## WHAT YOU NEED TO DO
From the material below, pull each line containing the string "Shouldn".

## AVAILABLE RECORDS
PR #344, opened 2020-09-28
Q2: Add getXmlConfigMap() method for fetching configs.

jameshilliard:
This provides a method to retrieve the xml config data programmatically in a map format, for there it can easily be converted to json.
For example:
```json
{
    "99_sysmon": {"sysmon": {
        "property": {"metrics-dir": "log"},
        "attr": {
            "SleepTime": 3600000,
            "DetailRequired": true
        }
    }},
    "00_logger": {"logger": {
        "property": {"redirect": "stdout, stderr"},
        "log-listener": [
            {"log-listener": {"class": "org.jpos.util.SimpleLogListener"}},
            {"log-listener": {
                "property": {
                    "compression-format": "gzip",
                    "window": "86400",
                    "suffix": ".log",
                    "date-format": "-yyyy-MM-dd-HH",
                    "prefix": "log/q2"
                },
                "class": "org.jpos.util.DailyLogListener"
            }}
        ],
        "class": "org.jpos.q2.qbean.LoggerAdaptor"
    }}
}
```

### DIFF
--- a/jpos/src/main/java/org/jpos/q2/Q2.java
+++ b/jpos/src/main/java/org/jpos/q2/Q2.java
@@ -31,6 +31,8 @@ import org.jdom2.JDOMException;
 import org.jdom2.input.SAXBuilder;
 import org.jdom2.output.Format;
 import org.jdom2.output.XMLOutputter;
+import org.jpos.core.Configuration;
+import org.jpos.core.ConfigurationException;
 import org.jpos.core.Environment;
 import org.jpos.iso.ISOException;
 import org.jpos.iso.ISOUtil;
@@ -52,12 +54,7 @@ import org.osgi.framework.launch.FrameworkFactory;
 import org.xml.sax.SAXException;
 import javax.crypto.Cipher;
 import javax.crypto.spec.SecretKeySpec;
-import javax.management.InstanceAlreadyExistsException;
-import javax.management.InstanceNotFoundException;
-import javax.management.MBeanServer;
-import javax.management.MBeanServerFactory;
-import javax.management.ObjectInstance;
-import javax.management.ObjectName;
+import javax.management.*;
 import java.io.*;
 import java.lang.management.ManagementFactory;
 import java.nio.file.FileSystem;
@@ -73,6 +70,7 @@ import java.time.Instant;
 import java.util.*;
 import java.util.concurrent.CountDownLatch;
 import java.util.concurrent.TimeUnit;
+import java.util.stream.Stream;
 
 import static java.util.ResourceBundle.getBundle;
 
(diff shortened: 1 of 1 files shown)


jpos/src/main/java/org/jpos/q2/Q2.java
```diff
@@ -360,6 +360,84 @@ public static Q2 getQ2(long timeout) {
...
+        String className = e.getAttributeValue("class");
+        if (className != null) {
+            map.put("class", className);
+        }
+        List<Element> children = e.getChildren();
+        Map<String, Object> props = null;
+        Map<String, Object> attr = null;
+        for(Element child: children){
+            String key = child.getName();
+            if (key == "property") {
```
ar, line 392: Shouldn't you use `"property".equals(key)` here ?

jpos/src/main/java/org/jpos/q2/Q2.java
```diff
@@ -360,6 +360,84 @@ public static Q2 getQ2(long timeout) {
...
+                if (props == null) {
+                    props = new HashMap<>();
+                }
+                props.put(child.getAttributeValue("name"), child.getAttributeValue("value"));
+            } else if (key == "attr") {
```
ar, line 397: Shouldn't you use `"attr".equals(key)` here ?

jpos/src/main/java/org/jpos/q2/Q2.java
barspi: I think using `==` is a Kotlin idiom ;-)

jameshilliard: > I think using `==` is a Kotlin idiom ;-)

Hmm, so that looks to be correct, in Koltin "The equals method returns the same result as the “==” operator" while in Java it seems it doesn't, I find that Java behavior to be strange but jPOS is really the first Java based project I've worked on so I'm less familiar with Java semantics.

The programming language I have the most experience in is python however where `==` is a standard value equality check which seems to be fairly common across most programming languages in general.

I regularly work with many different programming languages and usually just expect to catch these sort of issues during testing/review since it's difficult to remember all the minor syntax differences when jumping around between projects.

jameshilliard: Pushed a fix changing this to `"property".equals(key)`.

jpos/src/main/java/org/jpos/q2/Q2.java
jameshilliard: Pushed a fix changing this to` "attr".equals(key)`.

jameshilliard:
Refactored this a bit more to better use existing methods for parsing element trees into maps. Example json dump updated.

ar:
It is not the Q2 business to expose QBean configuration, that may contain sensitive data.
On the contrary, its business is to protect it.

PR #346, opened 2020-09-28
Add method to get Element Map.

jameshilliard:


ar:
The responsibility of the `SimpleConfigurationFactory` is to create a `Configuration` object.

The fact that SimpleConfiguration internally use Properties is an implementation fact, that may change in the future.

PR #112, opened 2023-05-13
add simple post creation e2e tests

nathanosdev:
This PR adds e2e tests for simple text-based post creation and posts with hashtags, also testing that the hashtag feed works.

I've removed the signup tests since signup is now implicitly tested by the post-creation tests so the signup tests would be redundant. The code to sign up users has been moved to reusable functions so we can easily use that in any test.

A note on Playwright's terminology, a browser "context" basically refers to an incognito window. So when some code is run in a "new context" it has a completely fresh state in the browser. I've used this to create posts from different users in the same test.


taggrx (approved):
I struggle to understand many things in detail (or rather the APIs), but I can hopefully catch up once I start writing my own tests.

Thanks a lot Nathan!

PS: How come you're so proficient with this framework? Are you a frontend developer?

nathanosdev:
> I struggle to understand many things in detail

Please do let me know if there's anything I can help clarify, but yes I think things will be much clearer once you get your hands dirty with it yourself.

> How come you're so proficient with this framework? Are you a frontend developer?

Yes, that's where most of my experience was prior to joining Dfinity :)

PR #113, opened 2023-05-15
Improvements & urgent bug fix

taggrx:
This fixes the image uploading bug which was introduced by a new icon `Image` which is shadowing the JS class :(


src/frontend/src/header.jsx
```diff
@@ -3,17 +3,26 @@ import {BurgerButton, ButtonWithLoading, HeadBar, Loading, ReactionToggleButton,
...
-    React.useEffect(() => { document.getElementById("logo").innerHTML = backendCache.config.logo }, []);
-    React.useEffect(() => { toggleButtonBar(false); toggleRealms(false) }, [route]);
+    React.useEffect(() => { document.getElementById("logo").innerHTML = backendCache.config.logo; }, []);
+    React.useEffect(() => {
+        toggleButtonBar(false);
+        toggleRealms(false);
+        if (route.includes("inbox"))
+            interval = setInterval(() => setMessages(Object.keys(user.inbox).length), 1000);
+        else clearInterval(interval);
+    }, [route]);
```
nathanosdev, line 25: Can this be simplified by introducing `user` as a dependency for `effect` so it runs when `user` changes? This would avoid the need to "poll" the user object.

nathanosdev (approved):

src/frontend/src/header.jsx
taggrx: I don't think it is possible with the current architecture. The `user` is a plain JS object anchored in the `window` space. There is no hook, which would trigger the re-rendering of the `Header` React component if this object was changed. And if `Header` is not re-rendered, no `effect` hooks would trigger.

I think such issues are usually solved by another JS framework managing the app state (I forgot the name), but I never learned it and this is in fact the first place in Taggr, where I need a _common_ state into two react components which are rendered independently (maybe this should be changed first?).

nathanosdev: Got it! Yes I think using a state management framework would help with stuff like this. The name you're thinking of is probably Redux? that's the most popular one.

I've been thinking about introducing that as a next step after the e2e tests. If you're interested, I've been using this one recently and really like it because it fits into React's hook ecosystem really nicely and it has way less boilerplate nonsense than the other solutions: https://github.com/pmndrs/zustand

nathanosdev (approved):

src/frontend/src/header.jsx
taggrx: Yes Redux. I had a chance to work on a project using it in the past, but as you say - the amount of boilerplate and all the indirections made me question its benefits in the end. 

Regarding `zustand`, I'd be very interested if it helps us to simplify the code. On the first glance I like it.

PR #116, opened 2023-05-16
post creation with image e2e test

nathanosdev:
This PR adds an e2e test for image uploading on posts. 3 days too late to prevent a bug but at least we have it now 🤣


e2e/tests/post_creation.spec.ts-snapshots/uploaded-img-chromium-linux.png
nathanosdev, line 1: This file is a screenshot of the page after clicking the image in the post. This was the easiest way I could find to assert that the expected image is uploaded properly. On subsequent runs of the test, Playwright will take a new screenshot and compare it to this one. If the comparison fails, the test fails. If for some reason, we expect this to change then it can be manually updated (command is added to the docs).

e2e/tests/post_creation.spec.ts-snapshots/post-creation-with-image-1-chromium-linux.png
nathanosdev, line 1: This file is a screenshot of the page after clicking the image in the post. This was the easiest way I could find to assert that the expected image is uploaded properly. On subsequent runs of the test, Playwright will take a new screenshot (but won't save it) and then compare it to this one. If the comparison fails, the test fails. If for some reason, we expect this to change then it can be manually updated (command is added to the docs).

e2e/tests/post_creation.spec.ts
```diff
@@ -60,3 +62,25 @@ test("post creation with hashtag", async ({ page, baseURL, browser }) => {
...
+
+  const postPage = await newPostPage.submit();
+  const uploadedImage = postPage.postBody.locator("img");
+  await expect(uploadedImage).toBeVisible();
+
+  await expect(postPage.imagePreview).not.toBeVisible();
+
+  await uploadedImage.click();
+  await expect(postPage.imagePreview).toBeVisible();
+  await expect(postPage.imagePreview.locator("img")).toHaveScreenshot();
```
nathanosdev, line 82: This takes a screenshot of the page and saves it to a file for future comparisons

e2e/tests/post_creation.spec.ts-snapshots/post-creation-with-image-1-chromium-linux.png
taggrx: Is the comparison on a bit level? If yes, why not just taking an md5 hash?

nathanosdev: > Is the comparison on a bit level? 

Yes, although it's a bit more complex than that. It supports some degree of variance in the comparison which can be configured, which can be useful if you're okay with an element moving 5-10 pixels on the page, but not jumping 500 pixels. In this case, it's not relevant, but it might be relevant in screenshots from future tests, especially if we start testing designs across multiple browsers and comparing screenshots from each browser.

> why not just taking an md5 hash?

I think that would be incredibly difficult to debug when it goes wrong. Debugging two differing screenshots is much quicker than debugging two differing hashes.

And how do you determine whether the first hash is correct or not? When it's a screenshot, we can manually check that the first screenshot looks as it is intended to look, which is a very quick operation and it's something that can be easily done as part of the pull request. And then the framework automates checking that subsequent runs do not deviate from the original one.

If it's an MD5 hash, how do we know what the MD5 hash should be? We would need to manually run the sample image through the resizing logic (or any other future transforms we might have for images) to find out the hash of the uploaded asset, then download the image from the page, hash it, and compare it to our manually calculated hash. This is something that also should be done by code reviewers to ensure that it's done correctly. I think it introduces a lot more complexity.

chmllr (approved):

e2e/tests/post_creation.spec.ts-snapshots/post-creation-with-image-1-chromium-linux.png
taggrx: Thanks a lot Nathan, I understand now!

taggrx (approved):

## TASK RESPONSE
ar, line 392: Shouldn't you use `"property".equals(key)` here ?
ar, line 397: Shouldn't you use `"attr".equals(key)` here ?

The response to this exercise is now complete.